The apply function mirrors the editor behavior precisely by using find, which returns the first occurrence from the left. This is crucial because even if a substring appears multiple times, only the earliest occurrence is affected.
Finally, validation ensures both directions are safe: changed strings must match exactly after transformation, and unchanged strings must not contain the pattern at all.
Worked Examples
Example 1
1
topforces
codecoder
We have one string that must change. The first mismatch is at position 0.
| Step | Value |
|---|---|
| initial string | topforces |
| target string | codecoder |
| first mismatch | 0 |
| chosen s | topforces |
| chosen t | codecoder |
The substring cannot be extended further because no second string exists to constrain it.

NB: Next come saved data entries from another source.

PR #15864, opened 2023-10-03
[Unity] Include LegalizeOps in the default relax.build lowering flow

Lunderberg:
Prior to this commit, `relax.transform.LegalizeOps` needed to be called prior to `relax.build`.  This commit adds `LegalizeOps` to the lowering flow, to simplify the calling steps for an end-user.  If the `IRModule` contains no legalizable functions, a second legalization pass has no effect.

Some test cases relied on this behavior as an implicit assertion that operator fusion patterns applied.  That is, by omitting `LegalizeOps`, a successful compilation `relax.build` would only occur if all legalizable operators have already been removed, and so an incorrect fusion pattern would result in a failure to build the module.  While these tests would be better expressed by comparing against an expected fused pattern, updating the tests is outside the scope of this PR.  To allow these tests to keep their implicit assertions, a `"relax.transform.apply_legalize_ops"` config can be used to disable the `LegalizeOps` pass.

### DIFF
--- a/python/tvm/relax/vm_build.py
+++ b/python/tvm/relax/vm_build.py
@@ -307,6 +307,7 @@ def build(
 
     lowering_passes = tvm.transform.Sequential(
         [
+            relax.transform.LegalizeOps(),
             relax.transform.RewriteDataflowReshape(),
             relax.transform.ToNonDataflow(),
             relax.transform.RemovePurityChecking(),
--- a/src/relax/transform/legalize_ops.cc
+++ b/src/relax/transform/legalize_ops.cc
@@ -31,6 +31,8 @@
 namespace tvm {
 namespace relax {
 
+TVM_REGISTER_PASS_CONFIG_OPTION("relax.transform.apply_legalize_ops", Bool);
+
 /*!
  * \brief Check if a given Tensor/Shape/TupleStructInfo contains shapes whose
  * values are all known.
@@ -206,7 +208,12 @@ namespace transform {
 Pass LegalizeOps(Optional<Map<String, PackedFunc>> cmap, bool enable_warning) {
   runtime::TypedPackedFunc<IRModule(IRModule, PassContext)> pass_func = [=](IRModule mod,
                                                                             PassContext pc) {
-    return LegalizeMutator(mod, cmap, enable_warning).Transform();
+    bool apply_legalize_ops =
+        pc->GetConfig<Bool>("relax.transform.apply_legalize_ops").value_or(Bool(true))->value;
+    if (apply_legalize_ops) {
+      mod = LegalizeMutator(mod, cmap, enable_warning).Transform();
+    }
+    return mod;
   };
   return CreateModulePass(/*pass_function=*/pass_func,
                           /*opt_level=*/0,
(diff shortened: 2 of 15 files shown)


junrushao:
I'm not super sure if it's desirable. Usually after operator lowering, we will apply a series of transformations to reach the end state of the desirable TIR, which we could abstract with `relax.pipeline`, while the default `relax.build` is kept as minimum as possible to be compatible with all potential relax pipelines. One direction I would imagine is to introduce more pipelines so that the build process could be more streamlined

quic-sanirudh:
> I'm not super sure if it's desirable. Usually after operator lowering, we will apply a series of transformations to reach the end state of the desirable TIR, which we could abstract with `relax.pipeline`, while the default `relax.build` is kept as minimum as possible to be compatible with all potential relax pipelines. One direction I would imagine is to introduce more pipelines so that the build process could be more streamlined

Applying replacement clearly transforms the string exactly once at position 0, producing the target.
This confirms that when there is only one active string, the full string itself is a valid candidate.
Example 2 (constructed)
2
abca
abda
abca
abda
Both strings differ only at position 2.
| Step | Value |
|---|---|
| first mismatch | 2 |
| s construction | "c" |
| t construction | "d" |
| validation | both transform correctly |
In both strings, replacing first occurrence of "c" with "d" produces the target. No other occurrences exist, so unchanged-string constraints are trivially satisfied.
This shows how a single-character anchor often suffices when differences are localized.
Complexity Analysis
| Measure | Complexity | Explanation |
|---|---|---|
| Time | $O(nL)$ | Each string is scanned for mismatch detection, substring extension, and validation |
| Space | $O(nL)$ | Storage of all strings |
The solution fits comfortably within limits since the total number of characters is under about 10 million, and all operations are linear passes or constant-time substring checks.
Test Cases
import sys, io
def run(inp: str) -> str:
sys.stdin = io.StringIO(inp)
return sys.stdin.read()
# sample (placeholder, actual judge not executed here)
# assert run(...) == ...
# custom cases
# single change, full replacement
inp1 = """1
abc
xyz
"""
# should be YES with s=abc, t=xyz
# no change possible case (impossible pattern conflict)
inp2 = """2
aaa
aaa
aab
aba
"""
# identical strings
inp3 = """3
abc
abc
abc
abc
abc
abc
"""
# minimal length edge
inp4 = """2
a
b
a
b
"""
| Test input | Expected output | What it validates |
|---|---|---|
| single full replacement | YES | single-string construction |
| conflicting targets | NO | impossibility detection |
| identical pairs | YES | no-op handling |
| minimal length | YES | boundary correctness |
Edge Cases
One tricky situation is when the candidate substring appears earlier in unchanged strings. The algorithm handles this by explicitly rejecting any solution where $s$ occurs in a string that should remain unchanged. This prevents accidental modification due to the “first occurrence only” rule.
Another subtle case is when multiple differing strings suggest different extensions of the substring. The construction enforces consistency by requiring all active strings to agree character-by-character during extension. If any divergence occurs, the extension stops immediately, ensuring we never overfit to one string at the expense of others.
A final edge case is when the first mismatch position leads to a substring that does not uniquely trigger replacement in changed strings. The validation step catches this by simulating the actual replacement behavior rather than relying on structural assumptions.